Stored data
PR #1134, opened 2018-11-21
Prepare for being included via crates.io into std

alexcrichton:
This commit prepares the `libc` crate to be included directly into the
standard library via crates.io. More details about this can be found on
rust-lang/rust#56092, but the main idea is that this crate now depends
on core/compiler-builtins explicitly (but off-by-default).

The main caveat here is that this activates `no_core` when building as
part of libstd, which means that it needs to explicitly have an `iter`
and `option` module for the expansion of `for` loops to work.

### DIFF
--- a/Cargo.toml
+++ b/Cargo.toml
@@ -1,7 +1,6 @@
 [package]
-
 name = "libc"
-version = "0.2.43"
+version = "0.2.44"
 authors = ["The Rust Project Developers"]
 license = "MIT OR Apache-2.0"
 readme = "README.md"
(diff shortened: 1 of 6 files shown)


gnzlbg:
LGTM.

Cargo.toml
```diff
@@ -19,10 +18,14 @@ exclude = ["/ci/*", "/.travis.yml", "/appveyor.yml"]
...
 appveyor = { repository = "rust-lang/libc", project_name = "rust-lang-libs/libc" }
 
+[dependencies]
+rustc-std-workspace-core = { version = "1.0.0", optional = true }
+
 [features]
 default = ["use_std"]
 use_std = []
 align = []
+rustc-dep-of-std = ['align', 'rustc-std-workspace-core']
```
gnzlbg: I don't know if this should enable `use_std` as well to be sure - it should be enabled by default anyways as long as libstd doesn't use `default-features=false`.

> PROBLEM DESCRIPTION
Write out every record again, exactly as it was written.

> ANSWER TO THE PROBLEM
PR #1134, opened 2018-11-21
Prepare for being included via crates.io into std

alexcrichton:
This commit prepares the `libc` crate to be included directly into the
standard library via crates.io. More details about this can be found on
rust-lang/rust#56092, but the main idea is that this crate now depends
on core/compiler-builtins explicitly (but off-by-default).

The main caveat here is that this activates `no_core` when building as
part of libstd, which means that it needs to explicitly have an `iter`
and `option` module for the expansion of `for` loops to work.

### DIFF
--- a/Cargo.toml
+++ b/Cargo.toml
@@ -1,7 +1,6 @@
 [package]
-
 name = "libc"
-version = "0.2.43"
+version = "0.2.44"
 authors = ["The Rust Project Developers"]
 license = "MIT OR Apache-2.0"
 readme = "README.md"
(diff shortened: 1 of 6 files shown)


gnzlbg:
LGTM.

Cargo.toml
```diff
@@ -19,10 +18,14 @@ exclude = ["/ci/*", "/.travis.yml", "/appveyor.yml"]
...
 appveyor = { repository = "rust-lang/libc", project_name = "rust-lang-libs/libc" }
 
+[dependencies]
+rustc-std-workspace-core = { version = "1.0.0", optional = true }
+
 [features]
 default = ["use_std"]
 use_std = []
 align = []
+rustc-dep-of-std = ['align', 'rustc-std-workspace-core']
```
gnzlbg: I don't know if this should enable `use_std` as well to be sure - it should be enabled by default anyways as long as libstd doesn't use `default-features=false`.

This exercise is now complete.